• EXERCISE INPUTS

● ● ● ● ● ● ●

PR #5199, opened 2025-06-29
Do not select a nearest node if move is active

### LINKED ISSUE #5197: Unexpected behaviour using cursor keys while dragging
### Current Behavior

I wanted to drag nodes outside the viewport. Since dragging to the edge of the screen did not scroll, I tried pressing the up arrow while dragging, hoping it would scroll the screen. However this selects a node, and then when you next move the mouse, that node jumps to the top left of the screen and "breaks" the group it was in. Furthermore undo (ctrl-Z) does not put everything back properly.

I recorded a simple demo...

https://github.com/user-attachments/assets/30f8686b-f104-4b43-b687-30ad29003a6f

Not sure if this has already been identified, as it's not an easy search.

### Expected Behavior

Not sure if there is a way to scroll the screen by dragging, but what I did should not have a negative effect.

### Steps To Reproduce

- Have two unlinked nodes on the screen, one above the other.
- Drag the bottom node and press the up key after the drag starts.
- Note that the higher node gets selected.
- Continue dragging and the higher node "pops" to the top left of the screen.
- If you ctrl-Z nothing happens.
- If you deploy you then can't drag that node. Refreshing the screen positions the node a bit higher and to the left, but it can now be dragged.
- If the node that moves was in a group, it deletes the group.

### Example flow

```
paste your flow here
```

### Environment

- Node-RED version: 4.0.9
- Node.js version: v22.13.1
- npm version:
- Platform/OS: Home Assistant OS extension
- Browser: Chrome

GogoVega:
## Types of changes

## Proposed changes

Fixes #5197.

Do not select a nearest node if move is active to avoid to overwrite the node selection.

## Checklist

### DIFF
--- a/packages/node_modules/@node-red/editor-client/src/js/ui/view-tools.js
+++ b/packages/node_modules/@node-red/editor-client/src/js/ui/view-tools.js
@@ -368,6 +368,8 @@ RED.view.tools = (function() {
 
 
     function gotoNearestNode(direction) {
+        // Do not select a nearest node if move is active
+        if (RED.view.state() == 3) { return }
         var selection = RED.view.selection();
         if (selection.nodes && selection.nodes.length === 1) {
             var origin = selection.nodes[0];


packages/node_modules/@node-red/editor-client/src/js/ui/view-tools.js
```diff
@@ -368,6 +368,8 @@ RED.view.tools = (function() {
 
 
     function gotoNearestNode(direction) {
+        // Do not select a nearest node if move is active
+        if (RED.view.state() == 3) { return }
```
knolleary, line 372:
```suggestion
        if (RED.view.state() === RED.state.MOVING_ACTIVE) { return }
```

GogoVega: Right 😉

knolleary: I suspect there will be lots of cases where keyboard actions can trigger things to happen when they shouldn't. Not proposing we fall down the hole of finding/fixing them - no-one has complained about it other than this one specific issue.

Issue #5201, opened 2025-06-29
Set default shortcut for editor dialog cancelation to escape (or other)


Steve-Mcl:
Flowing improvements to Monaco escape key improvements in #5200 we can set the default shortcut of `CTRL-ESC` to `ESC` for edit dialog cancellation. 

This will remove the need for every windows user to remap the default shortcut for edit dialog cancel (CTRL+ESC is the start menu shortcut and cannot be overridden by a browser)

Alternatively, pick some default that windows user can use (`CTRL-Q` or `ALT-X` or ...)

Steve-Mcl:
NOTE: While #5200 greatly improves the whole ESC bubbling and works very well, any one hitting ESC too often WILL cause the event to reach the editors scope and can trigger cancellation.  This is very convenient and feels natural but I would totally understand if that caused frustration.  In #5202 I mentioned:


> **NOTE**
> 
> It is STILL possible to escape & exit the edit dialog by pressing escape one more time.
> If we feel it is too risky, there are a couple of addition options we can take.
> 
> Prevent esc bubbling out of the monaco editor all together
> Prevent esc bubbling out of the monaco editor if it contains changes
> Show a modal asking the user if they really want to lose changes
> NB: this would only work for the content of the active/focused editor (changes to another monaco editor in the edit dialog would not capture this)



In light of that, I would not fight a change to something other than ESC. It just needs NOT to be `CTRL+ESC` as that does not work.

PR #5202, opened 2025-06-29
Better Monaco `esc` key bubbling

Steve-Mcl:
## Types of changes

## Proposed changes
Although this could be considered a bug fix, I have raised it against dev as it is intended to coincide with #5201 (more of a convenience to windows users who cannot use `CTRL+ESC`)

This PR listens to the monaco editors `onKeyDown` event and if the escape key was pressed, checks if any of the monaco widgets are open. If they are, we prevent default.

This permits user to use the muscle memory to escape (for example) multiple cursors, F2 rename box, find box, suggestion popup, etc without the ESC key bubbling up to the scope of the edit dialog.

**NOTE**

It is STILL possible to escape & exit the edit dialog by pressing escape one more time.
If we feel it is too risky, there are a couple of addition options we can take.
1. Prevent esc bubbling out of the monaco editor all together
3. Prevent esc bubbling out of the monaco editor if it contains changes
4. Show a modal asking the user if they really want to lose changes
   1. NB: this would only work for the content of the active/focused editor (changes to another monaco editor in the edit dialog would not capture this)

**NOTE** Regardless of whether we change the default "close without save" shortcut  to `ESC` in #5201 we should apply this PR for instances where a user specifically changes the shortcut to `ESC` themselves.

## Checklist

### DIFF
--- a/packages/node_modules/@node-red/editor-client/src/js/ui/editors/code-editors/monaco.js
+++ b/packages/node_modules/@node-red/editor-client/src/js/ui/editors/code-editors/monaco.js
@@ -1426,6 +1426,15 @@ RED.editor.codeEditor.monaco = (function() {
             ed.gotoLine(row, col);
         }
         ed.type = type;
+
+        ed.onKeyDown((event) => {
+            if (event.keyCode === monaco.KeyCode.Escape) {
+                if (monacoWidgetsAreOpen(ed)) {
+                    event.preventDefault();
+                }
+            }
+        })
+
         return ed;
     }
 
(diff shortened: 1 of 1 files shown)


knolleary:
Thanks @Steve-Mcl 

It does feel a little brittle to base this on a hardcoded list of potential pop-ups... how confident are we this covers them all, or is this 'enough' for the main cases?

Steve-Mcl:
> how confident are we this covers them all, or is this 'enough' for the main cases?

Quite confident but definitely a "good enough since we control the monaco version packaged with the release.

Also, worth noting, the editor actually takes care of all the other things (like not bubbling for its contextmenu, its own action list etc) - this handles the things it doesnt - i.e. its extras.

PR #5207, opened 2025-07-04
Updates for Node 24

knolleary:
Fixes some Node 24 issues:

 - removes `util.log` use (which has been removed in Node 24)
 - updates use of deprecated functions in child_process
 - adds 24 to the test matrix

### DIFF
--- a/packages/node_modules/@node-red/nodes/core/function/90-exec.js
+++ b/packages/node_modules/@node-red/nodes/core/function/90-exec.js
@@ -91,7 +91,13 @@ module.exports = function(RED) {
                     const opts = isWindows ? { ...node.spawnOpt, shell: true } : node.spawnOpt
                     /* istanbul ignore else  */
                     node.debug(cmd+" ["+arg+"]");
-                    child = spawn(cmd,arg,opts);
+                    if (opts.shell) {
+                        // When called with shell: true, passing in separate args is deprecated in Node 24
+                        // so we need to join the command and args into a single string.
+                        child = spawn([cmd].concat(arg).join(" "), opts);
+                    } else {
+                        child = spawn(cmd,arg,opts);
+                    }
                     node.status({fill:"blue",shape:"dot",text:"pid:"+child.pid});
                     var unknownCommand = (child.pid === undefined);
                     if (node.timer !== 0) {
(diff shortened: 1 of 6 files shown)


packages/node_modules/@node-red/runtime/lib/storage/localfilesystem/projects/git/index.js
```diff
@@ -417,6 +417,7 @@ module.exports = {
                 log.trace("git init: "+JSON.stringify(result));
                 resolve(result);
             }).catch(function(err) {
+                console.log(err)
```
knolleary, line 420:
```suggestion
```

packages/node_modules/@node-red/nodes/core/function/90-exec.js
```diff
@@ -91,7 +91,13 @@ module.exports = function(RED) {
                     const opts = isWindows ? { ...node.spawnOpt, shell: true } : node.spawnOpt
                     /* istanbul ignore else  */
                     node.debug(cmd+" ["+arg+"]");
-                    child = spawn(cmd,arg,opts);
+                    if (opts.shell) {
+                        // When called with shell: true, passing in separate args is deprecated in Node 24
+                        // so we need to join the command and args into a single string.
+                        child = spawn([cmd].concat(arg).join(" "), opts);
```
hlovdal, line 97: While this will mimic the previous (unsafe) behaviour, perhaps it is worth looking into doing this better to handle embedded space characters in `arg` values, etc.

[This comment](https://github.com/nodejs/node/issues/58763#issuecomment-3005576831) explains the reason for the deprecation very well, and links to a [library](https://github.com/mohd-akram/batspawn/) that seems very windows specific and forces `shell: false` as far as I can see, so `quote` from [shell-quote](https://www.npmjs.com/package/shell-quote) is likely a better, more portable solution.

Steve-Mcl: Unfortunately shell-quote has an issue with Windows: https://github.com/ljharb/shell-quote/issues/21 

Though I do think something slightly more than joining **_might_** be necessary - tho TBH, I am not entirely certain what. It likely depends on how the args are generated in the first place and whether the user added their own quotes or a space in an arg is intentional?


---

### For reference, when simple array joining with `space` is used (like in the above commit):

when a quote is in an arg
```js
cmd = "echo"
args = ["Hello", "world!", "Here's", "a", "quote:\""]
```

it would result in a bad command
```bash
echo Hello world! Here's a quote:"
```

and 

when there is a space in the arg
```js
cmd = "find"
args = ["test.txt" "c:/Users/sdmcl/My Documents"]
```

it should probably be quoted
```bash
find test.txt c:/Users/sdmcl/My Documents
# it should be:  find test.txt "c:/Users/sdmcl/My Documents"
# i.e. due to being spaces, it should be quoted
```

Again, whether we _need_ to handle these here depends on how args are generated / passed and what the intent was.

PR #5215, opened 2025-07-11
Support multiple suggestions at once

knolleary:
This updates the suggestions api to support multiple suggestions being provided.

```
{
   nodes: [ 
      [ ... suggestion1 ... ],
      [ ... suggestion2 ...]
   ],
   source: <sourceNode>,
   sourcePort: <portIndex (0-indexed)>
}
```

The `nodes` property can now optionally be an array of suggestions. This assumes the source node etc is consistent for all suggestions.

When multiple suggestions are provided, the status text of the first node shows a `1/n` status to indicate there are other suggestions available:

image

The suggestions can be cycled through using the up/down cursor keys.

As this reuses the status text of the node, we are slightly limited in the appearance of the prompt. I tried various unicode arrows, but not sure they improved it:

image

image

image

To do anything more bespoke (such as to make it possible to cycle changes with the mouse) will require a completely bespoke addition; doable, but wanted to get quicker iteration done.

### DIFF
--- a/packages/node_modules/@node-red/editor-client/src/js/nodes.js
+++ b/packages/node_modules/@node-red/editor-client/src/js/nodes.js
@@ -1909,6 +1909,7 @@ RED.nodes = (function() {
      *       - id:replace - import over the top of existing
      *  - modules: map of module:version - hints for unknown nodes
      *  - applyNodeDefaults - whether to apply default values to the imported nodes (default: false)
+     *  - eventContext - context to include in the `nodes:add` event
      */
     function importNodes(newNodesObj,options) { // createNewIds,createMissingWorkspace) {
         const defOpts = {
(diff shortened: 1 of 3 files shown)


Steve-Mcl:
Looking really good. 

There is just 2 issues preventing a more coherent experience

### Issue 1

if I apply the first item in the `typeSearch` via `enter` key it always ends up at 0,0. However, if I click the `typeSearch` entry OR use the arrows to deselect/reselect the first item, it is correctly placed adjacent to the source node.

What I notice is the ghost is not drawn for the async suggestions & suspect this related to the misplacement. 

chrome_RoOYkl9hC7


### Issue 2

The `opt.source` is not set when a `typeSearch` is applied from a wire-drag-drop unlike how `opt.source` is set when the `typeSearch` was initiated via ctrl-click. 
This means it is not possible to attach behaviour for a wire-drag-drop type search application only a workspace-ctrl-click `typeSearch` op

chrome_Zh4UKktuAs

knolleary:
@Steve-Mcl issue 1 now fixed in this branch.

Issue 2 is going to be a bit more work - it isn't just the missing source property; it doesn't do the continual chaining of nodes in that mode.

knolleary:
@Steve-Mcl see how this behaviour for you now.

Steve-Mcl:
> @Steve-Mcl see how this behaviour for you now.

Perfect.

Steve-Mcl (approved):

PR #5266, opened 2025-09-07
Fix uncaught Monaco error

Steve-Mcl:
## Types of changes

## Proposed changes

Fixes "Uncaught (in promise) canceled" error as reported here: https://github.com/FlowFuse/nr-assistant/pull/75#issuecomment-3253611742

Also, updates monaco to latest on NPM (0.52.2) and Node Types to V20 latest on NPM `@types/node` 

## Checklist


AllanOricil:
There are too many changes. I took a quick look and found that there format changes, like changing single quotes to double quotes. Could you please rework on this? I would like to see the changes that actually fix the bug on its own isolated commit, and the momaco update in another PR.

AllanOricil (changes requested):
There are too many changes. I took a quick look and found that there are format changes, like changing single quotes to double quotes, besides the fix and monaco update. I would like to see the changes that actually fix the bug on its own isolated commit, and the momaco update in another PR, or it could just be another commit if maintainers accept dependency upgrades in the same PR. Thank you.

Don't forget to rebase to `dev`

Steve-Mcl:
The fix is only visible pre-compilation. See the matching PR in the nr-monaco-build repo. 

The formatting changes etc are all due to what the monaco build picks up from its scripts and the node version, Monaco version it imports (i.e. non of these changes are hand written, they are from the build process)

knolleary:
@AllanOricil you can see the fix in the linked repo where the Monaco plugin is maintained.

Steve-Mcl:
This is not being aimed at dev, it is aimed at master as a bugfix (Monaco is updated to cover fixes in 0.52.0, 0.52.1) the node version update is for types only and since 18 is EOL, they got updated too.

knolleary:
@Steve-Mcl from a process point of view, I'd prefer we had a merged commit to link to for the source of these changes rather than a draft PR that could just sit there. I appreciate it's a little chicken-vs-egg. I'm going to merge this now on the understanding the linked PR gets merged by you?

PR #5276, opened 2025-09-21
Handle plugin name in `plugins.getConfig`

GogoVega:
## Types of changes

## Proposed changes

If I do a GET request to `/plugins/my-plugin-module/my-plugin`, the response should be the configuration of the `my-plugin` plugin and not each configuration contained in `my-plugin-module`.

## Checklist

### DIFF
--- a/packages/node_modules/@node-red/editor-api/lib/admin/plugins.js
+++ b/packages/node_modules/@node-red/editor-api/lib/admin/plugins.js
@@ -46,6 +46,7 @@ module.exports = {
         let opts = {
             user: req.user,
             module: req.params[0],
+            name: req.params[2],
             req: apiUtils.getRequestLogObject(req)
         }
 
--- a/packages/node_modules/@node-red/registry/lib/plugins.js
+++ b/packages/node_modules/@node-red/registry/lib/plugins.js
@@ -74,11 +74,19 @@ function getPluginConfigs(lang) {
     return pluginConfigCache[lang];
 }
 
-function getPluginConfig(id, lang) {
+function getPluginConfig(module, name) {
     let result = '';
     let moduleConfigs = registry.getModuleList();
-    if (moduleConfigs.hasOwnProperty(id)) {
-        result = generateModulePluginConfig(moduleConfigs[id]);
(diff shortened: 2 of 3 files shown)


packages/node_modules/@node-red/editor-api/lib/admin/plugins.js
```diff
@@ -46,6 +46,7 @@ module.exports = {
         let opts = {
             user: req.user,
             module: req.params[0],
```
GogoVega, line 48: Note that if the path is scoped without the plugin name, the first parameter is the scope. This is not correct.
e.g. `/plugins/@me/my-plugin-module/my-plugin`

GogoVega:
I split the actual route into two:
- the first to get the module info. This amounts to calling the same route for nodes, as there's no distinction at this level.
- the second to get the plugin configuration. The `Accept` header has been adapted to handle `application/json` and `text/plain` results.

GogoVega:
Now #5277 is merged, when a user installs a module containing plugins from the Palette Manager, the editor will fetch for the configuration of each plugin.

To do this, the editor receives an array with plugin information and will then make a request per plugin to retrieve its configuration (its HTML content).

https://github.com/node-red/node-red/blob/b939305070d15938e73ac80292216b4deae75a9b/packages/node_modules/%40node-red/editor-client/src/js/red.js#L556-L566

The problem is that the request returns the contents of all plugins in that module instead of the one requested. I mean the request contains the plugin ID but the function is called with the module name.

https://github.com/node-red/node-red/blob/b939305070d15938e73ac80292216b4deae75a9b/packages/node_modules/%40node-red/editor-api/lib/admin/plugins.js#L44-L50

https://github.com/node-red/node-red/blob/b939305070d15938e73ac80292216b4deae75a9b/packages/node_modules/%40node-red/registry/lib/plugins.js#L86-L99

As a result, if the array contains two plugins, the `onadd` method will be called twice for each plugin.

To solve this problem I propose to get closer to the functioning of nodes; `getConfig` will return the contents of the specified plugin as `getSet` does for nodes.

● ● ● ● ● ● ●

• WORK TO BE COMPLETED
Extract from the listing above the lines between the line containing "### Current Behavior" and the line containing "### Steps To Reproduce", keeping both of those lines. Output nothing else.

• REPLY
### Current Behavior

I wanted to drag nodes outside the viewport. Since dragging to the edge of the screen did not scroll, I tried pressing the up arrow while dragging, hoping it would scroll the screen. However this selects a node, and then when you next move the mouse, that node jumps to the top left of the screen and "breaks" the group it was in. Furthermore undo (ctrl-Z) does not put everything back properly.

I recorded a simple demo...

https://github.com/user-attachments/assets/30f8686b-f104-4b43-b687-30ad29003a6f

Not sure if this has already been identified, as it's not an easy search.

### Expected Behavior

Not sure if there is a way to scroll the screen by dragging, but what I did should not have a negative effect.

### Steps To Reproduce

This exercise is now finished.